Sadiq Khan urges ministers to act on ‘huge’ impact of AI on London jobs | Sadiq Khan

by
0 comments
Sadiq Khan urges ministers to act on 'huge' impact of AI on London jobs | Sadiq Khan

Sadiq Khan is to warn in a major speech that artificial intelligence could destroy huge numbers of jobs in London and “usher in a new era of mass unemployment” if ministers do not act now.

In his annual Mansion House speech, the Mayor of London will say the capital is “at the sharpest edge of change” due to its reliance on white-collar workers in the finance and creative industries and professional services such as law, accounting, consulting and marketing.

Khan will argue that “we have a moral, social and economic duty to act” to ensure that new jobs are created to replace those that disappear, with entry-level and junior jobs being the first to go.

In Thursday night’s speech, the mayor plans to highlight research that shows 70% of the skills in the average job will change by 2030.

However, he also sees huge potential benefits from AI for public services and productivity in the economy, arguing that “AI can enable us to transform our public services, turbocharge productivity and tackle some of our most complex challenges”.

However, he will warn the gathered business leaders that if the technology is used carelessly, it will “usher in a new era of mass unemployment”.

He would say there is a clear choice: “Seize the potential of AI and harness it as a superpower for positive change and creation or surrender to it and sit back and watch as it becomes a weapon of mass destruction of jobs.”

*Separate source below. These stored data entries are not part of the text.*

PR #132, opened 2026-08-01
Drift round 2: dispose the two Chevrolet ids blocking CI

rameerez:
CI's cache is ahead of my local frozen one and is failing the no-vanish gate on `car/chevrolet/tudor` and `car/chevrolet/van` — unrelated to any PR, but blocking all of them. Both are disposed as demotions with honest reasons: tudor is Ford's body word leaking across makes, van is a pooling stub over VAN 10/20/108/3500.

With S2W's G-1 pair (which fixes the five suzuki failures), this returns CI to green for the wave-4 queue.


rameerez:
G-1 is on pipeline main (pipeline#100 — S2W's work rebased past the conflict I caused). Re-running this build check; the inherited failure set should now be down to the two Chevrolet drift ids, which #132 disposes.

City Hall is launching a London Taskforce on AI and the Future of Work with expertise from government, businesses and the AI ​​sector to assess the potential impact of the technology on London’s jobs market. It will also provide free AI training for Londoners.

More than half of workers in London expect AI to impact their jobs in some way in the next 12 months, according to City Hall polling.

Across the UK, up to 3 million low-skilled jobs in trades, machine operation and admin roles could disappear by 2035 due to automation and AI, according to a November report from the charity National Foundation for Educational Research.

However, many experts and analysts have expressed mixed views on how many jobs AI could replace. Anthropic, the American AI developer behind cloud chatbots, on Thursday released a report on the economic impacts of AI that found increasing share The types of jobs could use AI for at least a quarter of their work.

However, it presented a mixed picture on whether AI agents can truly replace human labor, finding that AI has low success rates on complex tasks and tasks requiring university education. It states, “Knowledge-intensive work requires human cooperation and judgment.”

Financial research firm Forrester released its own study On the same topic, it found that AI and automation will have a “more modest impact than expected” on American jobs by 2030.

It says the problem is that companies are “over-automating roles due to the AI ​​hype”, which could lead to costly reversals and reputational damage in the future.

“Many companies announcing AI-related layoffs do not have mature, vetted AI applications ready to fill those roles, highlighting the trend of ‘AI washing’ – attributing financially motivated cuts to future AI implementation,” it said.

Khan will argue in his Mansion House speech that Britain and other countries have been too slow to respond to new technology in the past and that the growth of social media has led to mental health crises among young people, an increase in online abuse and an alarming increase in misinformation.

Separately, City of London Mayor Susan Langley said Thursday morning that she had noticed some finance workers were wary of coming to London from abroad because they were concerned about their safety.

However, he told BBC Radio 4’s Today programme: “The City of London is one of the safest cities in the world. There is a perception that you would walk out of your office and be swept away by a tsunami of crime.

“This is completely wrong. The competition for investment is really fierce at the moment, and I think any kind of unfounded negative sentiment being spread there really risks undermining the UK on the global stage, and we can’t let that happen.”